Scarlett's uncle isn't happy either. Deacon is on tour with the rock and roll band. He's trying to adjust to this new lifestyle but it's not satisfying him. He complains that being in the band is loud and that he just needs time in order to get used to it but it's obvious the problem lies deeper than that. He's simply not content. This could have easily been established with a few scenes but the episode felt the need to introduce a new reporter to restart a relationship with him. Which is fine except I don't really care who Deacon is sleeping with at the moment. The episode ends with him staring out the window and he's probably thinking about how he was joining that Rayna-Juliette tour. Since that would mean he's a part of the show with the other main characters, I'm wishing that as well. A series might have sub-plots and temporarily separate characters from the universe but it always needs to bring them back at the end. This is no problem if the is trying to show how the universe needs the character as much as the character needs the universe but so far we're only seeing how Deacon needs to be a part of the tour and not vice versa. This makes his plot feel more like it's just giving him something to do before he finds w way to work with Rayna again.
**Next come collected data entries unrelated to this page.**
PR #327, opened 2016-07-25
Choice type inversion and duplicate removes for Symfony 2.8+

cassianotartari:
I am targetting this branch, because `sonata_type_color_selector` wasn't compatible with Symfony 2.8+.  Need to invert array and remove duplicates to be according with Symfony 2.8+

Closes  https://github.com/sonata-project/SonataAdminBundle/issues/4016
## Changelog

``` markdown
### Added
- Added a Symfony 2.8+ test under `configureOptions` and filled choices with exchanged and duplicate removed colors.

### Fixed
- Symfony 2.8+ compatibility. As is the actual code the color saved will be the color name instead of its color html code. And selection option label is html code. To fix this I inverted the array and eliminated duplicates because aqua/cyan and magenta/fuchsia are the same color code.
```

- [x] Update the tests
## Subject

Exchanging all keys with their associated values in an array and removing duplicates to be compatible with Symfony 2.8+. Related to https://github.com/sonata-project/SonataAdminBundle/issues/4016


Form/Type/ColorSelectorType.php
```diff
@@ -33,22 +33,41 @@ public function setDefaultOptions(OptionsResolverInterface $resolver)
...
-                Colors::GREEN,
-                Colors::ORANGE,
-                Colors::PINK,
-                Colors::PURPLE,
-                Colors::RED,
-                Colors::WHITE,
-                Colors::YELLOW,
-            ),
-        ));
+        if(method_exists('Symfony\Component\Form\AbstractType', 'getBlockPrefix')) {
```
greg0ire: Please add the missing space after `if` and `git commit --amend`, this should fix the failing build.

greg0ire:
The build fails for symfony > 2.7

greg0ire:
You have to change this test : https://github.com/sonata-project/SonataCoreBundle/blob/3.x/Tests/Form/Type/ColorSelectorTypeTest.php#L115

Form/Type/ColorSelectorType.php
```diff
@@ -33,22 +33,41 @@ public function setDefaultOptions(OptionsResolverInterface $resolver)
...
+                    Colors::ORANGE,
+                    Colors::PINK,
+                    Colors::PURPLE,
+                    Colors::RED,
+                    Colors::WHITE,
+                    Colors::YELLOW,
+                ),
+            ));
+        } else { // SF <2.8 BC
+            $resolver->setDefaults(array(
```
core23: Please don't copy & paste stuff!

core23:
Ping @cassianotartari

cassianotartari:
sorry, totally forget this. I can't see it today, I'll schedule it for Monday morning.

cassianotartari:
How about now @core23 ?

Form/Type/ColorSelectorType.php
```diff
@@ -49,6 +49,13 @@ public function configureOptions(OptionsResolver $resolver)
                 Colors::YELLOW,
             ),
         ));
+
+        // SF >2.8
+        if (method_exists('Symfony\Component\Form\AbstractType', 'getBlockPrefix')) {
+            $resolver->setDefaults(array_merge($resolver->getDefinedOptions(), array(
+                'choices' => array_unique(array_flip(Colors::getAll())),
+            )));
+        }
```
core23: We need the `choices_as_values` option too.

core23: Personal I would prefer something like:
```php
$defaults = array(
//...
);

if (method_exists('Symfony\Component\Form\AbstractType', 'getBlockPrefix')) { 
   $defaults['choices'] = array_flip($defaults['choices']);
   $defaults['choices_as_values'] = true;
}

$resolver->setDefaults($defaults);

```

cassianotartari: ``choices_as_values``  is [deprecated](http://symfony.com/doc/current/reference/forms/types/choice.html#choices-as-values) in Symfony 3.x. Should I add this option? About the personal code it could be done, just clarify the ``choices_as_values`` option first.

core23: Is it deprecated, because the keys and values are flipped by default in symfony 3. For symfony 2.8+ we must declare it explicitly to stay BC.

OskarStark:
@cassianotartari travis is still failing, please have a look

cassianotartari:
@OskarStark I didn't write any tests yet. I'll try do it in a few minutes.

OskarStark:
@greg0ire why do we get the `getMock() is deprecated output?`

greg0ire:
b/c we use a recent version of phpunit on some build, and an old on others. Just disregard this particular output (more easily said than done, I know).

cassianotartari:
Done?

OskarStark:
@greg0ire can you please give this a final review?

Form/Type/ColorSelectorType.php
```diff
@@ -48,7 +48,15 @@ public function configureOptions(OptionsResolver $resolver)
                 Colors::WHITE,
                 Colors::YELLOW,
             ),
-        ));
+        );
+
+        // SF >2.8
```
greg0ire: There should be a NEXT_MAJOR indication here

Form/Type/ColorSelectorType.php
```diff
@@ -48,7 +48,15 @@ public function configureOptions(OptionsResolver $resolver)
...
+        if (method_exists('Symfony\Component\Form\AbstractType', 'getBlockPrefix')) {
+            $defaults['choices'] = array_unique(array_flip(Colors::getAll()));
```
greg0ire: Should we edit the Colors class and flip all options and remove duplicates on NEXT_MAJOR ?

cassianotartari: Like in the test file?
```php
// NEXT_MAJOR: Remove this "if" (when requirement of Symfony is >= 2.8)
```

Tests/Form/Type/ColorSelectorTypeTest.php
```diff
@@ -268,6 +268,152 @@ public function testGetDefaultOptions()
...
+                'teal' => '#008080',
+                'thistle' => '#D8BFD8',
+                'tomato' => '#FF6347',
+                'turquoise' => '#40E0D0',
+                'violet' => '#EE82EE',
+                'wheat' => '#F5DEB3',
+                'white' => '#FFFFFF',
+                'whitesmoke' => '#F5F5F5',
+                'yellow' => '#FFFF00',
+                'yellowgreen' => '#9ACD32',
```
greg0ire: Don't test the data, test the logic (test the presence of one key is enough, with sth like arrayContainsKey)

Form/Type/ColorSelectorType.php
cassianotartari: Like in the test file?
```php
// NEXT_MAJOR: Remove this "if" (when requirement of Symfony is >= 2.8)
```

greg0ire: Yes

Form/Type/ColorSelectorType.php
cassianotartari: My knowledge doesn't understand the impacts of edit ``Colors`` to other branchs.

greg0ire: This would be a BC-break, and would therefore require a BC-break handling mechanism : 
- introducing an option to make `getAll()` return a flipped array of unique_key
- triggering a deprecation warning when the option is not set
- removing the option on `NEXT_MAJOR`

greg0ire: > My knowledge doesn't understand the impacts of edit Colors to other branchs.

Other packages you mean. I don't know either, but that's not a problem as long as we have a deprecation system : people will be warn, follow the upgrade procedure and be safe.

cassianotartari: I think I will say a big bullshit right now. Coding without really understand what should be done. It would be something like this?
```php
    /**
     * Return the list of colors.
     *
     * @return array
     */
    public static function getAll($isInverted = true)
    {
        if (func_num_args() == 0) {
            @trigger_error(
                'Omit $isInverted argument of '.__METHOD__.' is deprecated since 3.3, to be removed in 4.0.',
                E_USER_DEPRECATED
            );
        }
        if($isInverted) {
                return array(
                        'aliceblue' => self::ALICEBLUE,
                        'antiquewhite' => self::ANTIQUEWHITE,
                        //....
                );
        }
        return array(
            self::ALICEBLUE => 'aliceblue',
            self::ANTIQUEWHITE => 'antiquewhite',
            //....
        );
    }
```

Tests/Form/Type/ColorSelectorTypeTest.php
cassianotartari: I don't get. Shouldn't we test if array is inverted and without duplicates? I'm just trying to understand, I coded based on the initial test.

Form/Type/ColorSelectorType.php
greg0ire: No no, it's not bull :hankey: , it should indeed look like that a lot. Things to change from your code snippet : 

- use `array_flip()` to avoid repetition
- throw a deprecation also `$isInverted` is set to `false` (or `true` I don't remember which one is good), because if it is it means that people are not ready to upgrade (I was wrong when saying "when the option is not set")
- make the `NEXT_MAJOR` todo list as small as possible (removing a code block and be finished with the todo list for next major would be best).

Tests/Form/Type/ColorSelectorTypeTest.php
greg0ire: Shouldn't we test if array is inverted and without duplicates? Yes. Test exactly that. Here you are testing that the array is equal to some hardcoded value, when you could be quite sure it is inverted if there is a "yellowgreen" key and no "#9ACD32" key. Duplication can also be testing by comparing the length of the array with the length of `array_unique`'d array. When someone simply want to add a new color to the array, they shouldn't have to edit the tests IMO.

Form/Type/ColorSelectorType.php
cassianotartari: :smile: 
Maybe like this, if we think that color code should be the key of array (2.8+) invert the array should be done just for bellow Symfony versions.
```php
    /**
     * Return the list of colors.
     *
     * @return array
     */
    public static function getAll($isInverted = false)
    {
        $colors = array(
            self::ALICEBLUE => 'aliceblue',
            self::ANTIQUEWHITE => 'antiquewhite',
            //...
        );

        // NEXT_MAJOR: Remove this "if" (when requirement of Symfony is >= 2.8)
        if($isInverted) {
            @trigger_error(
                'The $isInverted argument of '.__METHOD__.' is deprecated since 3.3, to be removed in 4.0.',
                E_USER_DEPRECATED
            );
            return array_flip($colors);
        }
        
        return $colors;
    }
```
And we should remove the 2 duplicate ``const`` colors ``#FF00FF`` (MAGENTA/FUCHSIA) and ``#00FFFF`` (AQUA/CYAN)

greg0ire: > invert the array should be done just for bellow Symfony versions.

My thoughts exactly! That way you have a much smaller PR to do in NEXT_MAJOR

> And we should remove the 2 duplicate const colors #FF00FF (MAGENTA/FUCHSIA) and #00FFFF (AQUA/CYAN)

Hmm… wouldn't that be a BC-break? If yes, they should be added back to the flipped array, right ?

cassianotartari: > Hmm… wouldn't that be a BC-break? If yes, they should be added back to the flipped array, right ?

Good point... The colors are the same but with different names. We could remove than or make an:
```php
        // NEXT_MAJOR: Remove this "if" (when requirement of Symfony is >= 2.8)
        if($isInverted) {
            @trigger_error(
                'The $isInverted argument of '.__METHOD__.' is deprecated since 3.3, to be removed in 4.0.',
                E_USER_DEPRECATED
            );
            $colors[self::FUCHSIA] = 'fuchsia';
            $colors[self::CYAN] = 'cyan';
            return array_flip($colors);
        }
```

greg0ire: that would be perfect!

cassianotartari: I wrote inverted the "right" way in the code snippet before, so it would be like:
```php
    /**
     * Return the list of colors.
     *
     * @return array
     */
    public static function getAll($isInverted = false)
    {
        $colors = array(
            'aliceblue' => self::ALICEBLUE,
            'antiquewhite' => self::ANTIQUEWHITE,
            //...
        );

        // NEXT_MAJOR: Remove this "if" (when requirement of Symfony is >= 2.8)
        if($isInverted) {
            @trigger_error(
                'The $isInverted argument of '.__METHOD__.' is deprecated since 3.3, to be removed in 4.0.',
                E_USER_DEPRECATED
            );
            $colors[self::FUCHSIA] = 'fuchsia';
            $colors[self::CYAN] = 'cyan';
            return array_flip($colors);
        }
        
        return $colors;
    }
```
After I'll take a look to the tests.

greg0ire: The old way should be the default. So the default value should be `true`, right?

cassianotartari: Yeah, right. I was hangry, coming back from lunch, now I will finish this.

Tests/Form/Type/ColorSelectorTypeTest.php
cassianotartari: Would be something like this:
```php
    public function testGetDefaultOptions()
    {
        $type = new ColorSelectorType();

        $this->assertSame('sonata_type_color_selector', $type->getName());
        $this->assertSame(
            method_exists('Symfony\Component\Form\AbstractType', 'getBlockPrefix') ?
                'Symfony\Component\Form\Extension\Core\Type\ChoiceType' :
                'choice',
            $type->getParent()
        );

        FormHelper::configureOptions($type, $resolver = new OptionsResolver());

        $options = $resolver->resolve();
        
        // NEXT_MAJOR: Remove this "if" (when requirement of Symfony is >= 2.8)
        if (method_exists('Symfony\Component\Form\AbstractType', 'getBlockPrefix')) {
            $this->assertTrue($options['choices_as_values']);
            $this->assertArrayHasKey('yellowgreen', $options['choices']);
            $this->assertCount(count($options['choices']), array_unique($options['choices']));
        } else {
            $this->assertArrayHasKey(Colors::YELLOWGREEN, $options);
        }
    }
```

cassianotartari: How do I work with:
```bash
Remaining deprecation notices (2)

The $isInverted argument of Sonata\CoreBundle\Color\Colors::getAll is deprecated since 3.3, to be removed in 4.0: 2x
    1x in ColorSelectorTypeTest::testGetDefaultOptions from Sonata\CoreBundle\Tests\Form\Type
    1x in ColorSelectorTypeTest::testBuildForm from Sonata\CoreBundle\Tests\Form\Type
```
?

greg0ire: You must add the `@group legacy` annotation to the test method doc block to let the phpunit deprecation handler understand that this warning is internal and you are testing the legacy way of doing things, so this is OK. Use separate methods for testing the new way and the legacy way.

cassianotartari: > Use separate methods for testing the new way and the legacy way.

I don't get it.  One ``testGetDefaultOptions()`` without the ``if 2.8`` block and other ``testGetDefaultIsInvertedOptions()`` with ``if`` block ?

greg0ire: Yes. That way you can mark one with the annotation, and not the other, which shouldn't. `testGetDefaultOptionsLegacy` might be a better name, BTW.

cassianotartari: But ``Colors::getAll()`` is always called so both methods will trigger error. Even ``testBuildForm()`` will need ``@group legacy`` annotation.

This appears to not be right:
```php
    /**
     * @group legacy
     */
    public function testGetDefaultOptions()
    {
        $type = new ColorSelectorType();

        $this->assertSame('sonata_type_color_selector', $type->getName());
        $this->assertSame(
            method_exists('Symfony\Component\Form\AbstractType', 'getBlockPrefix') ?
                'Symfony\Component\Form\Extension\Core\Type\ChoiceType' :
                'choice',
            $type->getParent()
        );

        FormHelper::configureOptions($type, $resolver = new OptionsResolver());

        $options = $resolver->resolve();
        
        // NEXT_MAJOR: Remove this "if" (when requirement of Symfony is >= 2.8)
        if (!method_exists('Symfony\Component\Form\AbstractType', 'getBlockPrefix')) {
            $this->assertArrayHasKey(Colors::YELLOWGREEN, $options);
        }
    }
    
    /**
     * @group legacy
     */
    public function testGetDefaultOptionsLegacy()
    {
        $type = new ColorSelectorType();

        $this->assertSame('sonata_type_color_selector', $type->getName());
        $this->assertSame(
            method_exists('Symfony\Component\Form\AbstractType', 'getBlockPrefix') ?
                'Symfony\Component\Form\Extension\Core\Type\ChoiceType' :
                'choice',
            $type->getParent()
        );

        FormHelper::configureOptions($type, $resolver = new OptionsResolver());

        $options = $resolver->resolve();
        
        // NEXT_MAJOR: Remove this "if" (when requirement of Symfony is >= 2.8)
        if (method_exists('Symfony\Component\Form\AbstractType', 'getBlockPrefix')) {
            $this->assertArrayHasKey('choices_as_values', $options);
            $this->assertTrue($options['choices_as_values']);
            $this->assertArrayHasKey('yellowgreen', $options['choices']);
            $this->assertCount(count($options['choices']), array_unique($options['choices']));
        }
    }
```

Form/Type/ColorSelectorType.php
```diff
@@ -33,7 +33,7 @@ public function setDefaultOptions(OptionsResolverInterface $resolver)
      */
     public function configureOptions(OptionsResolver $resolver)
     {
-        $resolver->setDefaults(array(
+        $defaults = array(
             'choices' => Colors::getAll(),
```
greg0ire: There needs to be a new argument there. This argument should come from the a configurable container parameter.
In the unit tests, this argument should be set to false so that you don't have to mark all tests with the legacy annotation. The user should be able to do the following and not get any deprecation notice : 

```
sonata_core:
   my_parameter: false # defaults to true since defaulting to false would not be BC
```

cassianotartari: Now I got totally lost :sob:

greg0ire: Let me re-explain then.

# Use case 1 : the user just uses the bundle

1. They upgrade to the next minor version, that contains your PR
2. They see a deprecation notice, that comes from the SonataCoreExtension class
3. They ignore it, it works just like before
4. They prepare for the next upgrade
5. They set the parameter to `false`, the new codepath is used, and the deprecation notice disappears
6. They change their code to accomodate the fact that there are two options less now.
7. They do the major upgrade happily


# Use case 2 : the user directly calls Colors::getAll() from their code

1. They upgrade to the next minor version, that contains your PR
2. They see a deprecation notice, that comes from the Colors class
3. They ignore it, it works just like before
4. They prepare for the next upgrade
5. They call the method like this : Colors::getAll(false)
6. They change their code to accomodate the fact that there are two options less now.
7. They do the major upgrade happily

Right now you have just covered "Use case 2", which is kind of secondary. You still need to cover Use case 1, which is the most important.

Is any step unclear?

cassianotartari: I really did my best to understand here, read it 4 times, smells bad here :smiley:  ...  Keep not understanding...

Independent of Symfony version the ``configureOptions`` will trigger the deprecated message because ``Colors::getAll()`` (``if ($isInverted)`` ``true``) is always called. I did not catch how to prevent this using Symfony 2.8+

greg0ire: > I really did my best to understand here, read it 4 times, smells bad here :smiley: ... Keep not understanding...

What step in particular? I think you should think hard about the goals : 

- having the user be able to upgrade to next **minor** and have everything work
- having the user be able to adopt "the new way" through configuration and get rid of deprecation messages
- having the tests run "the new way" in 90% of the cases, and use the 10% to test that yeah, you do get a deprecation notice when appropriate

> Independent of Symfony version the configureOptions will trigger the deprecated message because Colors::getAll() (if ($isInverted) true) is always called. I did not catch how to prevent this using Symfony 2.8+

I think you should change `Colors::getAll()` to `Colors::getAll($configurableParameterContainer)` in the code. In the test, set this parameter to false and you will be able to prevent this, right?

Color/Colors.php
```diff
@@ -167,150 +167,162 @@ class Colors
      *
      * @return array
      */
-    public static function getAll()
+    public static function getAll($isInverted = true)
```
core23: This is a BC break!

greg0ire: Is it?

greg0ire: You're right, [it is](https://3v4l.org/eRFvW) :scream:

greg0ire: What's the solution? Using `func_get_args()` ?

core23: This could be a solution, but it is pretty ugly...

core23: IMHO flipping the elements inside the method is also a BC break. `configureOptions` should be the right place to flip the elements, because we pass the options to symfony who can handle the flipped elements correctly.

greg0ire: > IMHO flipping the elements inside the method is also a BC break.

That's why I was suggesting doing 2 deprecation notices (see the 2 use cases). If we flip something, we must keep in mind that we will remove code in next major, and that when this code is removed, it would be great to have no flip at all left, don't you think?

core23:
Ping @cassianotartari

Color/Colors.php
cassianotartari: @greg0ire and @core23 what should I do?

Move ``array_flip`` to ``ColorSelectorType->configureOptions()`` ?

greg0ire: I think the goal in the end, in the next major is to have **no** `array_flip` at all. This means that there should be flipped colors + a call to `array_flip` in the deprecated path of `getAll()`, exactly like you did. @core23 , please comment on that.

core23: We can't do this in this method, because it is a BC break. So we must handle it in the calling method in `ColorSelectorType`.

greg0ire: @cassianotartari manually flipped the colors, and then the default, deprecated path flips them again, which means if you upgrade… you will get the same as before, so no BC-break, right?

core23: The method signature itself is a BC break.

greg0ire: It is, but for extension. Can we consider this BC-break ok? I'm not even sure people are using this class directly, so I doubt they extend it. If you think otherwise, then the only solution I see is creating a new method and deprecating this one.

core23: What about deprecate this class and move the colors to the `ScolorSelectorType`?

greg0ire: Might be a good idea, `Colors` does not seem to be used on its own. Or maybe just move the data (because hey, this class is basically just data) to a YML file (or any other suitable format), and load that file in the type?

cassianotartari:
I did a mess right now and I don't know how to fix it... Added the ``pt_BR`` translation inside this PR. How can I remove it?

OskarStark:
> I did a mess right now and I don't know how to fix it... Added the pt_BR translation inside this PR. How can I remove it?

`git rebase -i HEAD~2`, afterwards change `pick` to `drop` or `d` in front of the commit you want to remove!

greg0ire:
Nevermind my comment

cassianotartari:
> git rebase -i HEAD~2, afterwards change pick to drop or d in front of the commit you want to remove and git push --force

```bash
git push --force
```

Throws:
```bash
$ git push --force
warning: push.default is unset; its implicit value has changed in
Git 2.0 from 'matching' to 'simple'. To squelch this message
and maintain the traditional behavior, use:

  git config --global push.default matching

To squelch this message and adopt the new behavior now, use:

  git config --global push.default simple

When push.default is set to 'matching', git will push local branches
to the remote branches that already exist with the same name.

Since Git 2.0, Git defaults to the more conservative 'simple'
behavior, which only pushes the current branch to the corresponding
remote branch that 'git pull' uses to update the current branch.

See 'git help config' and search for 'push.default' for further information.
(the 'simple' mode was introduced in Git 1.7.11. Use the similar mode
'current' instead of 'simple' if you sometimes use older versions of Git)

fatal: You are not currently on a branch.
To push the history leading to the current (detached HEAD)
state now, use

    git push origin HEAD:<name-of-remote-branch>
```

boezerooij:
Any news? I would like to use the sonata_type_color_selector

OskarStark:
@cassianotartari can you please fix travis? afterwards we can merge this

core23:
> afterwards we can merge this

Nope, there is still a BC break in it!

Color/Colors.php
greg0ire: @verheyenkoen @core23 I have an even better (I hope) idea. How about implementing a type that creates `<input type="color" />`, and deprecate this one? Not sure why sf didn't do it itself already.

greg0ire: https://github.com/symfony/symfony/issues/22596

greg0ire:
Merged #411 instead, which is probably what you did originally @cassianotartari , sorry for that. We still need someone to provide a new color type in case you or @verheyenkoen want to do it. That way we could drop the `Colors` type completely, and avoid this inversion issue.

verheyenkoen:
@greg0ire You mean we shouldn't wait for that type in Symfony?

greg0ire:
We probably shouldn't, since people using old versions of sf wouldn't be able to use it, and we still support sf 2.8. If sf does provide the type someday, then we will just conditionally deprecate ours.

The Nashville I'm interested in watching is the one where Rayna and Juliette are interacting. The Nashville I keep getting is one that promises that's going to happen but is stuck trying to actually get there. Now that the characters have boarded the plane to their tours, we can only hope that Nashville can finally begin to tell the tale that the pilot promised. This episode may have largely been a lot of stalling in order to get to the tour and it was competently entertaining-and it's the ending that really excites me.